*Exercise brief*: Every line holding the word "actually" should be copied from the material.
=== Extracted records ===
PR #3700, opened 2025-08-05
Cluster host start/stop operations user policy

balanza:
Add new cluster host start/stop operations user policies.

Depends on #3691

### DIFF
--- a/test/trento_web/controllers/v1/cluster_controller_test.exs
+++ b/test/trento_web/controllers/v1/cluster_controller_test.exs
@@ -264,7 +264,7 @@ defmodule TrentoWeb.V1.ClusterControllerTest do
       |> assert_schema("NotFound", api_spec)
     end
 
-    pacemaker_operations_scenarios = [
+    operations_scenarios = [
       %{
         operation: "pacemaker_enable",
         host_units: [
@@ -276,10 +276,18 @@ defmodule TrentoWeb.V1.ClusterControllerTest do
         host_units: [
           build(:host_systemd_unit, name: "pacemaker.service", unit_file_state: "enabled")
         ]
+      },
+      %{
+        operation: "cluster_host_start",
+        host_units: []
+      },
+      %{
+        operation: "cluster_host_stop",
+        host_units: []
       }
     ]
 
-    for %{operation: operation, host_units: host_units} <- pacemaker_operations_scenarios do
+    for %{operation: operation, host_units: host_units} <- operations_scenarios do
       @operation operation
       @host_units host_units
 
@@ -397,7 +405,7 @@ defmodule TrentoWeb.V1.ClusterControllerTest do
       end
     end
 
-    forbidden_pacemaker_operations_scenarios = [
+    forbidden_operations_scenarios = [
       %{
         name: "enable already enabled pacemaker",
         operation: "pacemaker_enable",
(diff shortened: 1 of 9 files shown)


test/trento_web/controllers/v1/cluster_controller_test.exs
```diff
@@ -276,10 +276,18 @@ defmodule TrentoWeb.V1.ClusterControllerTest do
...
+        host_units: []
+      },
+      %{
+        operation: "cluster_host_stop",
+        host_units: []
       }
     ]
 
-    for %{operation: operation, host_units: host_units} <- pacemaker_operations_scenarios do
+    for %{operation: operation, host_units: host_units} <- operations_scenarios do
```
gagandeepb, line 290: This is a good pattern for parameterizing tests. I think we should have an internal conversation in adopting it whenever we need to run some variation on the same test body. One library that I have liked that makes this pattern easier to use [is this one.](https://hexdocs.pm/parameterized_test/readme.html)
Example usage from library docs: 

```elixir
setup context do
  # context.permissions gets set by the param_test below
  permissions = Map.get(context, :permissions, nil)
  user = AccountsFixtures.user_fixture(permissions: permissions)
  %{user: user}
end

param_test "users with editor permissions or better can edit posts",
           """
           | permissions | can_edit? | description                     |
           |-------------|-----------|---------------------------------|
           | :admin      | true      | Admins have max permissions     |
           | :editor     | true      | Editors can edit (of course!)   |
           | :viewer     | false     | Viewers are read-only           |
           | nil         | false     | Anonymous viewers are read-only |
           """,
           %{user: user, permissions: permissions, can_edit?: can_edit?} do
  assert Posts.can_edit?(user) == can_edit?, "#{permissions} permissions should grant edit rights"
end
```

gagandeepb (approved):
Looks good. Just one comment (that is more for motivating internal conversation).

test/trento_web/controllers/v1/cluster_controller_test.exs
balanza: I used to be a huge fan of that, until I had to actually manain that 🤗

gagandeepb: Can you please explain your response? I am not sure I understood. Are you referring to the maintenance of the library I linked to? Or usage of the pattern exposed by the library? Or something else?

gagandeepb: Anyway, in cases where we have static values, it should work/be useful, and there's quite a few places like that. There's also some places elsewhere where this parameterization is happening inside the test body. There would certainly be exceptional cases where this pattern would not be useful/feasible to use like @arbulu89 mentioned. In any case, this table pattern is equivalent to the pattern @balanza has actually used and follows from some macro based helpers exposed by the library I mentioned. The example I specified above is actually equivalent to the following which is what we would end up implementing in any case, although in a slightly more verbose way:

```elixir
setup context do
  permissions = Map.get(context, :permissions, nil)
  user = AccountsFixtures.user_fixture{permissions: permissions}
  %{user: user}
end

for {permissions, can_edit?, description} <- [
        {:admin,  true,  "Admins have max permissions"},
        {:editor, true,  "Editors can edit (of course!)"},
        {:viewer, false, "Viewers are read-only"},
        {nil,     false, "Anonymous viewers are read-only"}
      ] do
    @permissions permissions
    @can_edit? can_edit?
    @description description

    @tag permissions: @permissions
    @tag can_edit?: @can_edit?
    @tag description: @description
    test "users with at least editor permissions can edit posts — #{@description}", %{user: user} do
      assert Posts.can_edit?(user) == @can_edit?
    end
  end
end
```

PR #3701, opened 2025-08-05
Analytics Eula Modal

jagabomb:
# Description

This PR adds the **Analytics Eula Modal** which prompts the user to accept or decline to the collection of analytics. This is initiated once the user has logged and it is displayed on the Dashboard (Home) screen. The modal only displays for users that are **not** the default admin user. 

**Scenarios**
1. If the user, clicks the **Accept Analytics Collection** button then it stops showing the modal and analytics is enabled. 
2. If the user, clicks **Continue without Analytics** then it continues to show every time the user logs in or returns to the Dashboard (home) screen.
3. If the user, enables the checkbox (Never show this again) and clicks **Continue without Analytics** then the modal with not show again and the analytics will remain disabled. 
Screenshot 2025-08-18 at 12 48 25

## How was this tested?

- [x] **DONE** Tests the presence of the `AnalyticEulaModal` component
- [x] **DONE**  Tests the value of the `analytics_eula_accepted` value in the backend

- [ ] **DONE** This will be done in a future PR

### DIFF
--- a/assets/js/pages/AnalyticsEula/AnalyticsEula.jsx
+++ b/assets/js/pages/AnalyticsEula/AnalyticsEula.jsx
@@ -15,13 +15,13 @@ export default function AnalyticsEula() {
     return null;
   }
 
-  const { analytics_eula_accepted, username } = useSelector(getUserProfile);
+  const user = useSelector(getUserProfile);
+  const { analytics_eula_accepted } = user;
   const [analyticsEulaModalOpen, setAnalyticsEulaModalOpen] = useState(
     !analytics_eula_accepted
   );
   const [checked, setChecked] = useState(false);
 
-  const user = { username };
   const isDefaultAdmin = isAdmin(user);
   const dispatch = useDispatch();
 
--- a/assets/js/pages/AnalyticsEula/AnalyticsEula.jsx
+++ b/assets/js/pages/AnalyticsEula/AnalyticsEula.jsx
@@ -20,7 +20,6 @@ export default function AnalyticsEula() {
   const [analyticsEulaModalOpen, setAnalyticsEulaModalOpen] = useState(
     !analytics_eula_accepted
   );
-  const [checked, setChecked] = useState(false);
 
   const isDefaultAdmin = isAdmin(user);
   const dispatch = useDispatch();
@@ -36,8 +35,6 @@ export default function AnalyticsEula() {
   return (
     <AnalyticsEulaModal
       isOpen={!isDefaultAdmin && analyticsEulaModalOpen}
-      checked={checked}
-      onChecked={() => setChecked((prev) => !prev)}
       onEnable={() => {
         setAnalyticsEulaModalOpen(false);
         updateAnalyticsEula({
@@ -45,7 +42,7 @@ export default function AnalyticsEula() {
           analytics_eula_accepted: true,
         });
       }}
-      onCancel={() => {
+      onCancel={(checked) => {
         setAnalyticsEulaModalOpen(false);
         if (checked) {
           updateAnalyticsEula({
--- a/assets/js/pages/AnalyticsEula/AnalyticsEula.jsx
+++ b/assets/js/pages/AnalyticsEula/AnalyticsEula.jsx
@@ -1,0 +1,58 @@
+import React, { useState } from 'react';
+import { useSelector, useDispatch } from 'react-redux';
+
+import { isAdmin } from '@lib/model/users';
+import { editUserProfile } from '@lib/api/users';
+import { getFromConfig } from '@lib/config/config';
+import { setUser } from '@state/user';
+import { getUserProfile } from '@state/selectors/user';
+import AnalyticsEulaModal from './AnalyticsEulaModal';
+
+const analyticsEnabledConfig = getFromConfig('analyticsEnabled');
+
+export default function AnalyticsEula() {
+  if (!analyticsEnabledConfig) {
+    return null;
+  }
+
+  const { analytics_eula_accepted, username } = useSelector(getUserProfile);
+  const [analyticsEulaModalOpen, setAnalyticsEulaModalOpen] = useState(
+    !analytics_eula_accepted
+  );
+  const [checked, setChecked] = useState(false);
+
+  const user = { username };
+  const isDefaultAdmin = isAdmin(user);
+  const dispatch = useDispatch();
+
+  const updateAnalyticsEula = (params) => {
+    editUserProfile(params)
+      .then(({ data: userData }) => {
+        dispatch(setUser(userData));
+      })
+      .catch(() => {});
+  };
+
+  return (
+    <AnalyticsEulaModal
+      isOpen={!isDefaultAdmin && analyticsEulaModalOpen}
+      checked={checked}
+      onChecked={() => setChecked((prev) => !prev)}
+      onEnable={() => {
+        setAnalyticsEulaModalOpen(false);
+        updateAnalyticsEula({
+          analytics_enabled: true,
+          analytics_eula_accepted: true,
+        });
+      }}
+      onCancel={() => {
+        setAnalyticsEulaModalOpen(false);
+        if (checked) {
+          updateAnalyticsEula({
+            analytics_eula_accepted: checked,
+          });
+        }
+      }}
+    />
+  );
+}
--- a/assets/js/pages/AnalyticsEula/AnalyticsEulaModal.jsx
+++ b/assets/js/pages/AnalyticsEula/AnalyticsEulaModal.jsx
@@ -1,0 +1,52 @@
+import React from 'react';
===
*Answer for the task*:
balanza: I used to be a huge fan of that, until I had to actually manain that 🤗
gagandeepb: Anyway, in cases where we have static values, it should work/be useful, and there's quite a few places like that. There's also some places elsewhere where this parameterization is happening inside the test body. There would certainly be exceptional cases where this pattern would not be useful/feasible to use like @arbulu89 mentioned. In any case, this table pattern is equivalent to the pattern @balanza has actually used and follows from some macro based helpers exposed by the library I mentioned. The example I specified above is actually equivalent to the following which is what we would end up implementing in any case, although in a slightly more verbose way:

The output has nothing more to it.